Winter wine weekend: Paris
- Friday 17 December 2010
The ‘palaces’ as Paris’s grandest hotels are called of course have magnificent lists (with prices to match) but I’d always rather head for a cosy bistro at this time of year.
My favourite, I think, is the Bistro Paul Bert in rue Paul Bert (01 43 72 24 01) Yes, it’s become absurdly popular but with its retro decor, good old-fashioned food and brilliantly priced list it still remains the ultimate experience for any Francophile. Go too to Les Papilles (01 43 25 20 79) a charming little wine-shop-cum-restaurant just up the road from the Jardin du Luxembourg where you can choose your own bottle off the shelves to enjoy with the simple no-choice set menu.
Paris was one of the early adopters of the natural wine movement so it’s a great place to explore some of the new producers who have come on the scene.

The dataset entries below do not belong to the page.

PR #1320, opened 2022-05-25
SKARA-1448

erikj79:
This patch makes it possible to define specialized "pool" versions with suffixes for 8u in JBS, similar to how it's already possible for 11u+. For example: we could create a JBS `8-pool-foo` version that got consumed by commits with fixVersion `8u331-foo`.

### DIFF
--- a/jbs/src/main/java/org/openjdk/skara/jbs/JdkVersion.java
+++ b/jbs/src/main/java/org/openjdk/skara/jbs/JdkVersion.java
@@ -32,7 +32,7 @@ public class JdkVersion implements Comparable<JdkVersion> {
     private final String opt;
     private final String build;
 
-    private final static Pattern jdkVersionPattern = Pattern.compile("(5\\.0|[1-9][0-9]?)(u([0-9]{1,3}))?$");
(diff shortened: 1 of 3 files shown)


jbs/src/main/java/org/openjdk/skara/jbs/JdkVersion.java
```diff
@@ -56,6 +56,10 @@ private static List<String> splitComponents(String raw) {
                 if (legacyMatcher.group(3) != null) {
                     finalComponents.add(legacyMatcher.group(3));
                 }
+                if (legacyMatcher.groupCount() > 3 && legacyMatcher.group(4) != null) {
```
kevinrushforth, line 59: Should that be `> 4`? if it was equal to 4 wouldn't `group(4)` be OOB?

erikj79: Group 0 is the complete expression and is not included in the count by groupCount(). Perhaps `>= 4` is more readable as the number 4 is the relevant one.

PR #76, opened 2019-02-06
Fix typo in LsstCamMapper

SimonKrughoff:
This one line change does not allow the default mapper class to be constructed, but it at least removes the file not found error.


SimonKrughoff:
I'm merging.

PR #81, opened 2019-02-14
DM-17794: Update tests and visit ID calculations

timj:
* Shrink some of the exposure_id and detector_exposure_id calculations
* Add missing TS3 test
* Check that the detector_exposure_id can fit in allocated number of bits (enlarging some values).


python/lsst/obs/lsst/lsstCamMapper.py
```diff
@@ -365,7 +365,7 @@ def bypass_ccdExposureId(self, datasetType, pythonType, location, dataId):
 
     def bypass_ccdExposureId_bits(self, datasetType, pythonType, location, dataId):
         """How many bits are required for the maximum exposure ID"""
-        return 36  # just a guess, but this leaves plenty of space for sources
+        return 51  # max detector_exposure_id ~ 2050121299999250
```
SimonKrughoff: Why use 51 here when we are using 58 everywhere else?  If we use 58 here, can't we just use this function in all the mappers by inheritance?

python/lsst/obs/lsst/translators/lsstsim.py
```diff
@@ -58,7 +58,7 @@ def compute_detector_exposure_id(exposure_id, detector_num):
         detector_exposure_id : `int`
             The calculated ID.
         """
-        return compute_detector_exposure_id_generic(exposure_id, detector_num, max_num=1000,
+        return compute_detector_exposure_id_generic(exposure_id, detector_num, max_num=999,
```
SimonKrughoff: This change seems a bit strange.  The default is 1000.  I'd understand if the edit was to change to use the default, but one less than the default seems odd.

python/lsst/obs/lsst/ucd.py
```diff
@@ -53,6 +53,10 @@ def _extractDetectorName(self, dataId):
             raftName = LsstUCDCamTranslator.compute_detector_group_from_num(dataId['detector'])
         return f"{raftName}_{detectorName}"
 
+    def bypass_ccdExposureId_bits(self, datasetType, pythonType, location, dataId):
+        """How many bits are required for the maximum exposure ID"""
+        return 48  # max detector_exposure_id ~ 203012122359590
```
SimonKrughoff: I find the comment here a little odd.  It has a tilde, implying of order, but then has a very specific number.  Additionally, I'd assume that number would just be `2**48`, but it's not.  The other cases are like this too, and I find them equally odd.

python/lsst/obs/lsst/translators/auxTel.py
```diff
@@ -180,7 +180,8 @@ def compute_exposure_id(dayobs, seqnum):
         dayobs = dayobs.replace("-", "")
 
         # Form the number as a string zero padding the sequence number
-        idstr = f"{dayobs}{seqnum:06d}"
+        # Expect no more than 99,999 exposures in a day
```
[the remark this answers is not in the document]
timj: This is auxTel and lsstCam. We won't be taking more than one per second (86400 images). I believe the guider takes a data cube of images rather than writing a file per image (but we can always use different visit definition for guider data).

python/lsst/obs/lsst/translators/lsstsim.py
timj: Because in concat mode it reserves enough space to represent the maximum number. Going from 1000 to 999 is the same as going from 1000 to ~ 230. People keep changing their mind as to the most number of detectors we have to support and using 999 covers all options.

python/lsst/obs/lsst/ucd.py
timj: I am saying that I wouldn't expect a detector exposure ID for UCDCam data after 2030-12-12 but it's a ~ because it's a guess. I could just as easily say 2022-12-12 I would think but test stand data doesn't need many sources for a source ID.

python/lsst/obs/lsst/lsstCamMapper.py
timj: Why would I waste bits when I don't need to? Phosim/AuxTel/LSSTCam/Imsim all are meant to be using the same definition of exposure ID. The test stands use a timestamp and have much higher bit requirements. The community post talks about this and makes clear that even 51 is too high the way things are currently set up for source ID generation but I think it's important to note that the exposure IDs with the different cameras are inherently different.

python/lsst/obs/lsst/ucd.py
SimonKrughoff: OK.  I didn't realize there was a date in there.  Thanks for the explanation.

python/lsst/obs/lsst/translators/auxTel.py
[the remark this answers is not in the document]
timj: I just pushed a change to check that the sequence number really is less than 99,999 so that we can complain if something like guider data does turn up.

I’ve had mixed reports recently about one of the more established joints, Racines, whose founder has moved on so head for the trendy Le Verre Volé at 67 rue de Lancry (01 48 03 17 34) or Le Baratin (01 43 49 39 70), a tiny jewel of a place with fabulous bistro food and an amazing list of wines by the glass.
Paris also has two outstanding places to explore the art of food and wine matching: Il Vino d’Enrico Bernado (01 44 11 72 00), the eponymous restaurant of the world’s former best sommelier where you choose the wine and they create a menu around it and Senderens (01 42 65 22 90) where each dish is accompanied by a matching wine. That may now be commonplace but Alain Senderens was one of the first to do it and still does it better than anyone else.

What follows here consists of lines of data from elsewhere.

PR #82, opened 2019-02-14
DM-17903: Ensure that ccdKeys is set

timj:
#73 wasn't quite correct. It ended up setting the ccdKeys in config.isr rather than the root config. This broke imsim ci_lsst.  With this change I reintroduce a generic lsstCamCommon configuration that defines ccdKeys.

### DIFF
--- a/config/dark.py
+++ b/config/dark.py
@@ -23,6 +23,7 @@
 import os.path
 from lsst.utils import getPackageDir
 
+config.load(os.path.join(getPackageDir("obs_lsst"), "config", "lsstCamCommon.py"))
 config.isr.load(os.path.join(getPackageDir("obs_lsst"), "config", "isr.py"))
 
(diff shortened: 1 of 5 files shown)


config/dark.py
```diff
@@ -23,6 +23,7 @@
 import os.path
 from lsst.utils import getPackageDir
 
+config.load(os.path.join(getPackageDir("obs_lsst"), "config", "lsstCamCommon.py"))
```
RobertLuptonTheGood: Is there a reason not to load it from `isr.py`?

timj: Before this patch the problem was exactly that we were setting this from isr.py. Wouldn't we have the same problem if we did that. My understanding is that the problem is that we were setting it in isr.py and it was setting the value in `config.isr` not `config`.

The city is also a great place to shop for wine (an argument for taking the Eurostar rather than the plane. Assuming you don’t get stuck in le tunnel.) A few paces from Senderens you’ll find Lavinia - a hypermarket-sized wine store for wine lovers. There’s also the newly opened ‘Bordeauxthèque’ at Lafayette Gourmet on Boulevard Haussmann, a spectacular space containing 1900 bins. The French, as always, do things with style.